- _What is being asked_:
Take the data that follows and retype it word for word.

- _Data block_:
■ ■ ■ ■ ■ ■ ■

PR #5883, opened 2022-07-07
vere: exit correctly on fatal error

joemfb:
This PR tweaks handling of fatal errors in vere (specifically the "king" process). We now track the presence of a fatal error in global state (`u3_Host.xit_i`, already present and fit for purpose), and make sure to fail any attempted prep-for/upgrade in the presence of errors. (The absence of this logic meant that a binary upgrade could succeed even if preparatory replay failed, which could leave the pilot with a binary that refuses to run linked into the pier.)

■ ■ ■ ■ ■ ■ ■

- _Solution_:
PR #5883, opened 2022-07-07
vere: exit correctly on fatal error

joemfb:
This PR tweaks handling of fatal errors in vere (specifically the "king" process). We now track the presence of a fatal error in global state (`u3_Host.xit_i`, already present and fit for purpose), and make sure to fail any attempted prep-for/upgrade in the presence of errors. (The absence of this logic meant that a binary upgrade could succeed even if preparatory replay failed, which could leave the pilot with a binary that refuses to run linked into the pier.)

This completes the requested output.